EXERCISE REQUIREMENTS: Of the entries below, return exactly those lines that fall between the one containing "I understand your" and the one containing "ncurses ui supports", the two end lines included.

Stored items:
Issue #538, opened 2015-12-22
Describe briefly the sessions listed with the -l flag


lenormf:
Hi,

When listing sessions using `kak -l`, all we get back from the server is numbers, it would be nice to add some kind of info that would serve as a hint-name of the current buffer ? something else ?

Thanks.

mawww:
We could have that as a script using kak -l, something like

```
for session in $(kak -l); do
   echo  'nop %sh{ echo $kak_session : $kak_buflist >> outfile }' |  kak -p $session
done
cat outfile
```

having that built into kak -l would not be nice though, as it means kak -l now needs to connect to the sessions (instead of just listing the sockets)

lenormf:
It'd be best if there was a builtin way to have more info about sessions, without having to drag a script around everywhere `kak` has to be deployed.

Another option flag, maybe (`-ll`) ?

tony:
> having that built into kak -l would not be nice though, as it means kak -l now needs to connect to the sessions (instead of just listing the sockets)

i view tmux as a pretty conservative approach to handling these things, tmux connects to a socket via a client just to run simple commands to list session/window/pane info, heh. it prints the info, then closes

it uses something sort of similar to the kakoune variables in that script, called [formats](http://man7.org/linux/man-pages/man1/tmux.1.html#FORMATS).

lenormf:
I implemented a script in #2580 that describes sessions, but as you can see, it's not trivial to get right. I still think a `-ll` flag would make sense, or we could revive my PR that allows the server to write back on `stdout`.

PR #1344, opened 2017-04-30
src: Add a `server_pid` default environment variable

lenormf:
Hi,

Since I don't use process IDs as session names, I'd like to have a simple way of gettting the process ID of the server.

Also this feature allows making use of a feature of LSP, namely allowing the language server to have the same lifespan as the process that spawns it[1].

[1] https://github.com/Microsoft/language-server-protocol/blob/master/protocol.md#initialize-request

### DIFF
--- a/src/main.cc
+++ b/src/main.cc
@@ -157,6 +157,10 @@ void register_env_vars()
             "window_height", false,
             [](StringView name, const Context& context) -> String
             { return to_string(context.window().dimensions().line); }
+        }, {
+            "server_pid", false,
+            [](StringView name, const Context& context) -> String
+            { return to_string(Server::instance().pid()); }
         }
     };
 
@@ -544,7 +548,8 @@ int run_server(StringView session,
 
     GlobalScope::instance().options().get_local_option("readonly").set<bool>(flags & ServerFlags::ReadOnly);
 
-    Server server{session.empty() ? to_string(getpid()) : session.str()};
+    const pid_t pid_server = getpid();
+    Server server{pid_server, session.empty() ? to_string(pid_server) : session.str()};
 
     bool startup_error = false;
     if (not (flags & ServerFlags::IgnoreKakrc)) try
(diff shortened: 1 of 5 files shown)


src/main.cc
```diff
@@ -157,6 +157,10 @@ void register_env_vars()
             "window_height", false,
             [](StringView name, const Context& context) -> String
             { return to_string(context.window().dimensions().line); }
+        }, {
+            "server_pid", false,
+            [](StringView name, const Context& context) -> String
+            { return to_string(Server::instance().pid()); }
```
mawww: Or we could just call `getpid` here and not bother storing that in the `Server`

lenormf: It would issue a syscall everytime the variable is expanded, since it's not going to change I think storing it is cleaner.

mawww:
This is going to be `$PPID` in any `%sh{...}` block, so we dont need to expose it.

lenormf:
You still need to spawn a shell, does it not make sense to have a dedicated option accessible with a simple expand?

mawww:
I find it highly unlikely that you need the server pid, but are not forking a shell to do something with it at some point.

lenormf:
Killing the server from outside a renamed session.

mawww:
Not sure i get you, what command would you use ?

lenormf:
I wanted to be able to run `kak -d -s my-session`, and list information about sessions (in a script, looping over `kak -l`), such as server PID, number of open buffers etc from the CLI. To do that, I wanted to introduce an `-F` flag that would act like `tmux` formats (mentioned [in this issue](https://github.com/mawww/kakoune/issues/538#issuecomment-223156458)), and make the server expand a string passed to it (`echo '%val{server_pid}' | kak -s my-session -F`). That way I could easily kill a session from the command line, and/or make a script that lists information as requested in the issue linked previously.

Arguably this `server_pid` variable isn't really useful in itself, but I thought that if I was to implement an `-F` flag, I wouldn't want the server to have to spawn a shell or issue a syscall to get such basic info.

lenormf:
Actually my implementation would use `-P`, which would be like `-p` but would write the expanded string passed on `stdin` on `stdout`.

mawww:
I am still unconvinced, if the point of having the server_pid is to facilitate killing a session, might I suggest just using `echo 'kill!' | kak -p <session>` ? the pid of the server is really just an implementation detail, I am not sure how relevant it is to make it available.

PR #1349, opened 2017-05-05
doc: Document guidelines about writing kak scripts

lenormf:


Delapouite:
Thanks for this @lenormf . Your docs are always great and detailed.

lenormf:
Removed the paragraph that mentions underscore prefixes of hidden options, and make options documented with a docstring as well as commands.

PR #1350, opened 2017-05-05
Elixir highlighter

zambal:


rc/extra/elixir.kak
```diff
@@ -0,0 +1,98 @@
...
+hook -group elixir-highlight global WinSetOption filetype=elixir %{ add-highlighter ref elixir }
+
+hook global WinSetOption filetype=elixir %{
+    hook window InsertEnd  .* -group elixir-hooks  elixir-filter-around-selections
+    hook window InsertChar \n -group elixir-indent elixir-indent-on-new-line
+}
+
+hook global WinSetOption filetype=elixir %{
+    set buffer tabstop 2
+    set buffer indentwidth 2
```
lenormf: Are these indentation settings mandatory in elixir code? If not it's better to let users set those as they see fit.

zambal: You are right, although I think most people work with these settings, there are no standard rules as for example in go and it's definitely not mandatory.

I'll add a commit without these indentation settings.

zambal: Commit is done and I also cleaned up the file a bit and tweaked a few colors. If you see no other issues, I think this is good enough for basic Elixir support.

lenormf:
Should be fine, could you squash your intermediary commits into a single one please? So that there's basically one commit with a waiver and one with the Elixir support script?

zambal:
Sure, I just squashed the commits.

rc/extra/elixir.kak
```diff
@@ -0,0 +1,85 @@
...
+# Faces
+# -----
+
+face ElixirAtom yellow
+face ElixirUnderscore white+d
+face ElixirAttribute green+d
+face ElixirSpecialKeyword blue+b
+face ElixirEnv red+b
+face ElixirOperator rgb:a8a8a8
+face ElixirInterpolation rgb:00d7ff
```
mawww: Using custom faces here means colorschemes wont be redefining these. I think it will be better to use the generic ones (see for example `colors/default.kak`)

If you think we really need to introduce new generic ones, we can discuss that either here or on IRC, but I dont think adding filetype specific faces is the way to go.

zambal: It felt a bit dirty to add them indeed, but I wanted to have a bit more colors to select from, but the fact different colorschemes are now effectively not supported for the Elixir highlighter is indeed not good.

I'll commit a version without the extra faces.

zambal: Would you like me to squash this commit into the previous commit too?

PR #1355, opened 2017-05-09
Fix #1353

### LINKED ISSUE #1353: `autoload` in kakrc fails on ksh-like `/bin/sh` providers
When the system's `/bin/sh` provider is a ksh-like (zsh, mksh, so on), `autoload` is a shell builtin. Therefore, setting it in the distributed kakrc (predictably) doesn't work.

To reproduce:
- Install mksh (faster/simpler example).
- Back up your /bin/sh and symlink mksh into its place (`cp /bin/sh /bin/oldsh && ln -s /bin/mksh /bin/sh`)
- Ensure that kakrc.kak is in your autoload directory.
- `kak system_kakrc`

Expected: syntax highlighting is enabled
Actual: syntax highlighting is not enabled

You can then run something along the lines of...
```kak
source autoload/kakrc.kak
set buffer filetype kak
```
to have it reappear temporarily.

If you rename `autoload()` to something else (e.g `kak_autoload()` and replace the calls with that name) everything functions as expected as well - something that can be used as the solution.

I'll make a PR (and ref. this) when I get home.

5paceToast:
See bug #1353 and commits for more details.
tl;dr - fix instances where autoloading would fail due to a shell having `autoload` as a reserved keyword.

### DIFF
--- a/share/kak/kakrc
+++ b/share/kak/kakrc
@@ -23,7 +23,7 @@ def -params 1 -docstring "colorscheme <name>: enable named colorscheme" \
 }}
 
 %sh{
-    autoload() {
+    autoload_directory() {
         dir=$1
         for rcfile in ${dir}/*.kak; do
             if [ -f "$rcfile" ]; then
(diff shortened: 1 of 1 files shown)


5paceToast:
Commit amended - `kak_autoload` -> `autoload_directory`. (history directly modified since this repo appears to prefer single commits as in #1350)

mawww:
Thanks for that fix :)

PR #1365, opened 2017-05-15
kakrc: Simplify and optimize the autoload function

lenormf:
If we don't care about the order of loading of the scripts in the autoload directory, this should save us some time (spawning process is expensive).


lenormf:
I pushed this commit in #1379.

PR #1366, opened 2017-05-15
Add some missing languages to comment.kak

danr:


rc/core/comment.kak
```diff
@@ -50,6 +51,10 @@ hook global BufSetOption filetype=html %{
     set buffer comment_block '<!--:-->'
 }
 
+hook global BufSetOption filetype=kak %{
+    set buffer comment_line '#'
```
lenormf: This is the default value already, the hunk is not needed.

rc/core/comment.kak
```diff
@@ -78,7 +83,8 @@ hook global BufSetOption filetype=(pug|rust) %{
 }
 
 hook global BufSetOption filetype=python %{
-    set buffer comment_block '\'\'\':\'\'\''
+    set buffer comment_line '#'
+    set buffer comment_block "''':'''"
```
lenormf: The `comment_line` is already set to `#` by default, so we don't need to specify it here once again.

danr:
Thank you for the comments!

PR #1368, opened 2017-05-15
Improve kakrc highlighter with more static words

danr:


rc/core/kakrc.kak
```diff
@@ -15,25 +15,38 @@ add-highlighter -group / regions -default code kakrc \
     comment (^|\h)\K\# $ '' \
     double_string %{(^|\h)"} %{(?<!\\)(\\\\)*"} '' \
     single_string %{(^|\h)'} %{(?<!\\)(\\\\)*'} '' \
-    shell '%sh\{' '\}' '\{'
```
lenormf: Considering how many combinations are possible, maybe it would be worth trying to generate those lines in a shell scope? Or do we consider that those are the most commonly used delimiters and we don't want to be exhaustive anyway?

danr: Are you thinking of `%sh'`, `%sh"` etc?

lenormf: Any punctuation sign can be used for scopes, including `!`, `~`, `#` etc. I've seen those being used in some scripts already, so do we aim at providing exhaustive support for all types of scopes here? If yes (I don't know if it's worth it or not), I think these lines could be generated for a shell `for` loop.

PR #1369, opened 2017-05-15
Remove ad-hoc rules in kakrc highlighter

danr:
These are less useful with more static words, and they are
woefully incomplete: no support -docstring for map, set
uses the variable face, but there is no corresponding
highlighter for decl or %opt{..}.

### DIFF
--- a/rc/core/kakrc.kak
+++ b/rc/core/kakrc.kak
@@ -38,9 +38,6 @@ add-highlighter -group / regions -default code kakrc \
 }
 
 add-highlighter -group /kakrc/code regex \brgb:[0-9a-fA-F]{6}\b 0:value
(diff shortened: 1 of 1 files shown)


danr:
The static words PR is #1368

lenormf:
Those are supposed to provide with a small argument checker that highlights unexpected keywords with the `Error` face, why not fix it instead of removing it?

danr:
I know this, but supporting docstrings for map would be a big and presumably messy undertaking.

I understand it's a controversial PR as it removes features, so just close it if you disapprove of it :)

lenormf:
I guess the proper way would be to implement a linter for `kak` source and let the `:lint` command take care of all this. I'm not particularly against the removal, but maybe it could be improved to handled simple cases such as calls to `set`.

PR #1371, opened 2017-05-15
Don't execute hooks when indenting Makefiles with tab

danr:


mawww:
Hum, I am wondering about this one, I suspect this is to avoid the tab to space hook, but it should arguably not be added on Makefiles. My problem here is that there is no reason to disable hooks here and not in other places where we do inserts. Maybe the solution would be to rather use `<a-gt>` instead of `i<tab>` to insert an indent tab.

mawww:
ping

PR #1374, opened 2017-05-16
rc: Document non-hidden options with `-docstring`

lenormf:
Hi,

This is a preliminary PR that adds a `-docstring` flag to all non-hidden options declared in the `rc` directory. 

There's no way that I know of to interactively read those documentation strings as of today, but I've been working on another PR to include documentation generated directly from the scripts, and it needs as many documented completable options/commands as possible, so there you go.

### DIFF
--- a/rc/core/c-family.kak
+++ b/rc/core/c-family.kak
@@ -299,7 +299,7 @@ def -hidden c-family-insert-include-guards %{
 
 hook global BufNewFile .*\.(h|hh|hpp|hxx|H) c-family-insert-include-guards
 
-decl -docstring "colon separated list of path in which header files will be looked for" \
+decl -docstring "semi-colon separated list of path in which header files will be looked for" \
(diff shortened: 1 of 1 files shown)


lenormf:
Rebased on 55d1d1020d215730737554045537cf3a8877c46a.

mawww:
I think I merged a previous version of that, could you rebase it so that the new changes can be merged ?

lenormf:
It looks like this PR was already merged (b9cdccd53aa9c66c619efb0c38b2c8064f70f79a), but after rebasing it turned out that one change wasn't taken into account.

The branch was rebased on 6906e6924bf97b5974a14db3b49cfa21dbc64c1a, and now only changes a single word.

lenormf:
Dang this change is wrong, string lists *are* separated by a colon, and not a semi-colon as was the case in this variable before :/

My bad, I'll make another PR to revert this change.

PR #1380, opened 2017-05-17
Add modal info option.

### LINKED ISSUE #1375: Expose modal placement for info boxes
Feature request for `info -placement modal` (just like the popup for reloading file on external file change.)

Thanks!

ekie:
Closes #1375


src/client.cc
```diff
@@ -382,11 +382,8 @@ void Client::info_show(String title, String content, BufferCoord anchor, InfoSty
     m_ui_pending &= ~InfoHide;
 }
 
-void Client::info_hide(bool even_modal)
```
ekie: is the even_modal logic needed ?

lenormf:
There are cases where we don't want a modal to be cleared because of another info menu, that's why the changes that your commit undoes were introduced in b3674a2f.

ekie:
i could not trigger the info_hide unintentionally when the buffer reload popup was visible and i thought this code was obsolete

mawww:
I think `-placement center` is wrong here, as `-placement` is intended to be relative to the anchor of the info box. Whats the use case for exposing the modal info mode ? Maybe we need proper modal support here (with a way to explicitely hide the modal info).

ekie:
i agree that placement is not the right option for this. maybe @danr can jump in here for his usecase. i extended this implementation to accept a face in order to stand out visually, introducing a warning face for more contrast that would be useful for me.

danr:
I'm using the info in the lower-right corner to show my open buffers with the current buffer highlighted. Since I want my attention to be on this popup when changing buffer I thought it would be nice if it could be in the center rather than in the corner.

PR #1389, opened 2017-05-20
Changed wording of completers description

ManDay:


occivink:
You should also add a copyright waiver commit as described in [CONTRIBUTING](https://github.com/mawww/kakoune/blob/master/CONTRIBUTING).

PR #1391, opened 2017-05-21
Solarized toggle background

stevenyvr987:
The solarized color theme can be easily changed between a light and dark background.

- Therefore, I've added a function in file colors/solarized.kak to toggle between light and dark.
- I've also added an option within the theme to select the background to be initially light.
- Also, I've modified the indentation of some lines to align rgb values.

### DIFF
--- a/colors/solarized.kak
+++ b/colors/solarized.kak
@@ -1,24 +1,70 @@
 # solarized theme
 
+# Solarized colorscheme will start in light or dark background,
+# depending on the following option.
+# 
+decl -hidden str solarized_initially light
+
+# Map the following toggle function to an alias or a key sequence
+# for easy toggling between light and dark, eg,
+# map global user t :solarized-toggle-background<ret>
+# 
+def -docstring 'toggle solarized background between light and dark' -allow-override \
+solarized-toggle-background %{
+    %sh{
+        set_bg() printf %s\\n "set global solarized_background $1"
+        case "$kak_opt_solarized_background" in
+        ( dark) set_bg 'light';;
+        (light) set_bg  'dark';;
+        esac
+    }
+    colorscheme solarized
+}
+
 %sh{
     # Base color definitions
-    base03="rgb:002b36"
-    base02="rgb:073642"
-    base01="rgb:586e75"
-    base00="rgb:657b83"
-    base0="rgb:839496"
-    base1="rgb:93a1a1"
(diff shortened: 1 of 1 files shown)


lenormf:
The idiomatic way is rather to separate the themes into files, e.g. `solarized.kak` and `solarized_light.kak`, otherwise it mixes logic with data.

colors/solarized.kak
```diff
@@ -1,24 +1,70 @@
...
+decl -hidden str solarized_initially light
+
+# Map the following toggle function to an alias or a key sequence
+# for easy toggling between light and dark, eg,
+# map global user t :solarized-toggle-background<ret>
+# 
+def -docstring 'toggle solarized background between light and dark' -allow-override \
+solarized-toggle-background %{
+    %sh{
+        set_bg() printf %s\\n "set global solarized_background $1"
```
lenormf: Does that work in your shell? There are no braces for the implementation of the function.

colors/solarized.kak
```diff
@@ -1,24 +1,70 @@
...
+        case "$kak_opt_solarized_background" in
+        ( dark) set_bg 'light';;
```
lenormf: Why are the values matched against surrounded with parens? The usual syntax is `case $foo in …);; esac`.

colors/solarized.kak
stevenyvr987: When defining one-liner functions, I usually leave out the braces; I put them for multi-line functions. I'm using dash.

colors/solarized.kak
stevenyvr987: The left bracket is optional and most people leave it out, but I find it visually unsettling not to have the bracket closed; also, having it missing may mess up any bracket matching logic in an editor.

stevenyvr987:
I considered writing a solarized_light.kak, but it would mostly repeat solarized.kak, since there is a simple transform between light and dark for solarized. Also, I didn't know where to define the toggle function and I didn't want to add a new file for such a slight feature.

doppioandante:
I understand your reasoning but I would also be for a separate colorscheme script, the cost of duplication is not that bad in this case and changing color scheme through the :colorscheme command is more predictable than an ad hoc command.

stevenyvr987:
In light of the above conversation, I'm closing this PR and updating it with PR #1394.

PR #1393, opened 2017-05-23
[WIP] Add ncurses_cursor ui_options.

ekie:
Let the ncurses_ui interface handle the cursor style.

### DIFF
--- a/src/main.cc
+++ b/src/main.cc
@@ -304,6 +304,8 @@ void register_options()
                        "The ncurses ui supports the following options:\n"
                        "<key>:                        <value>:\n"
                        "    ncurses_assistant             clippy|cat|dilbert|none|off\n"
+                       "    ncurses_cursor                block|ibeam|underline\n"
+                       "    ncurses_cursor_blink          bool\n"
                        "    ncurses_status_on_top         bool\n"
                        "    ncurses_set_title             bool\n"
                        "    ncurses_enable_mouse          bool\n"
--- a/src/ncurses_ui.cc
+++ b/src/ncurses_ui.cc
@@ -1039,7 +1039,7 @@ void NCursesUI::enable_mouse(bool enabled)
     fflush(stdout);
 }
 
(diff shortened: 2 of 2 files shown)


lenormf:
This doesn't really make sense, the "cursor" is always a one character wide selection, and whatever the terminal decides to render the hardware cursor as shouldn't be taken into account by the editor. We should let the terminal handle this.

ekie:
well the terminal will still handle the hardware cursor this just offers a way to set the visual representation, moreover this assures consistent user experience with a default setting. there was some confusion when 91ed57c broke the colorschemes and failed to highlight the cursor.

blastrock:
+1 on this

Even if there is always a one-char wide selection, when we press 'a', we clearly see the selection before the cursor and a cursor which is one-char wide after that selection. The cursor in this case is not part of the selection.

I think it makes a lot of sense to change the cursor shape to reflect that you are in insert mode. It is far easier to see than the "insert" that appears in the status bar. Also, as a user coming from neovim with NVIM_TUI_ENABLE_CURSOR_SHAPE, I find that it is a bit of a regression.

blastrock:
I actually tried to make this pull request work. The problem is that the cursor is rendered by the Window class, it just highlights the cursor block with a different color. The NCursesUI class disables the terminal cursor rendering in its constructor.

Cursors must be rendered by the Window class because when there are multiple ones, the terminal will not be able to handle them. So I made a compromise and made the Window class render all cursors except the main one and let it be rendered by NCursesUI.

I am not particularly happy with the code, so I am leaving what I have done here in case anyone has a better idea: https://github.com/blastrock/kakoune/commit/ae1b92469148c37c57846c307dd4dd7a9bb47052

mawww:
I dont plan to merge this, we have experimented with visible ncurses cursor some time ago, and it broke many terminals. Kakoune will keep full control of cursor display for the time being.

PR #1396, opened 2017-05-24
doc: Turn general documentation into actual man pages

lenormf:
Hi,

Getting `man` to display compressed pages stored in an arbitrary directory has proven difficult, since not two implementations follow the same conventions (environment variables, flags etc). After receiving complaints that the documentation pages would fail to be displayed, I've decided to make this PR to turn all our "static" documentation into actual man pages, which should fix all our issues.

The pages are prefixed with `kak-` and installed into section `7`, as is I believe the case for this kind of on board documentation. The only issue is that we wouldn't be able to show those manpages from a locally compiled `kak` binary (as is the case as of today), but I think that's for the best.

Also this is only a proof concepts to gather comments, so the branch will be rebased in the future.

HTH.


lenormf:
Another issue that we have with the current implementation is shown in the following bug report on the Gentoo tracker:
https://bugs.gentoo.org/show_bug.cgi?id=619562

Users who compile the project with a different `docdir` variable end up unable to read the documentation onboard because scripts and compilation options are separated.

Right now the completion candidates for the `:doc` command are a static list, not sure how to handle that dynamically.

lenormf:
I allows the `:doc` command to take (as it was before) a keyword, as last optional parameter, which contains a string to select in the resulting buffer once the man page has been opened. This resulted into breaking changes:

* the `:man` command know takes an optional second `keyword` parameter, which is forwarded from the `:doc` command when specified
* the current selection isn't read anymore when no page name is specified in the command to allow this `keyword` parameter to be optional
* the changes made to the `:doc` command previously have been applied to the `:man-impl` command as well, i.e. using `sed` instead of `col` to allow simplifying the code and reduce the amount of processes spawned by the shell script
* the buffer is now properly rewritten when the window is resized

lenormf:
Fixed a bug with weird section names (`ssl(7ssl)`?), which actually reduced the amount of processes spawned when populating the completion candidates.

I think this is ready to be merged now.

lenormf:
Rebased on f9c48237a7d3a8c2aae44c532a398f62ea0100f1.

mawww:
I have two problems with that change:

1. The need to maintain a hardcoded list of doc pages for the doc command completion.
2. The fact that `:doc` does not work anymore if Kakoune is not installed.

That second point is my biggest gripe, up to now Kakoune has been working the same way installed or running from src/.

I wonder if we can go a different way, maybe using something else than man as a backend (or maybe using the roff toolchain manually).

lenormf:
On the other hand right now some users don't have access to the documentation at all because their implementation of `man` doesn't allow reading local files, which is my biggest concern.

1. I couldn't find any other way than hardcoding a list (assuming we're not pre-processing the files to insert the list of all documentation files detected at build-time).

2. I'd rather have everybody be guaranteed to be able to read the documentation even if that means installing the man pages to the system, rather than allow those who use the editor from the build directory to read the documentation at the depends of those who don't use a compatible `man` implementation (those won't be able to open the documentation in any case).

One of the other advantages of this new way to handle the documentation is that we don't have to maintain two shell scripts anymore, everything is handled by the `man` command. I'm afraid that trying to use `nroff` is going to induce the same kind of issues we've been struggling with with the `man` implementations, meaning that some users will have `nroff` on their system, others `groff`, etc.

Issue #1130, opened 2017-01-12
expose $kak_command_history and $kak_search_history


Delapouite:
Hi

Use cases for these variables in rc scripts :
- save a history to a file
- pass a history to an external interactive filter like fzf to browse through the list of previous commands or searches

lenormf:
Passing an entire history of commands through a single environment variable might yield undefined behaviour due to its size, depending on the shell that's run. Also it's going to take a massive hit on performance, as everything would have to be escaped to allow parsing using a delimiter.

The idea is good, but variables probably shouldn't be how it should be implemented.

Delapouite:
You're right.

My issue could be more oriented about what I want to achieve than how this can be implemented.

RESULT OF THE EXERCISE:
I understand your reasoning but I would also be for a separate colorscheme script, the cost of duplication is not that bad in this case and changing color scheme through the :colorscheme command is more predictable than an ad hoc command.

stevenyvr987:
In light of the above conversation, I'm closing this PR and updating it with PR #1394.

PR #1393, opened 2017-05-23
[WIP] Add ncurses_cursor ui_options.

ekie:
Let the ncurses_ui interface handle the cursor style.

### DIFF
--- a/src/main.cc
+++ b/src/main.cc
@@ -304,6 +304,8 @@ void register_options()
                        "The ncurses ui supports the following options:\n"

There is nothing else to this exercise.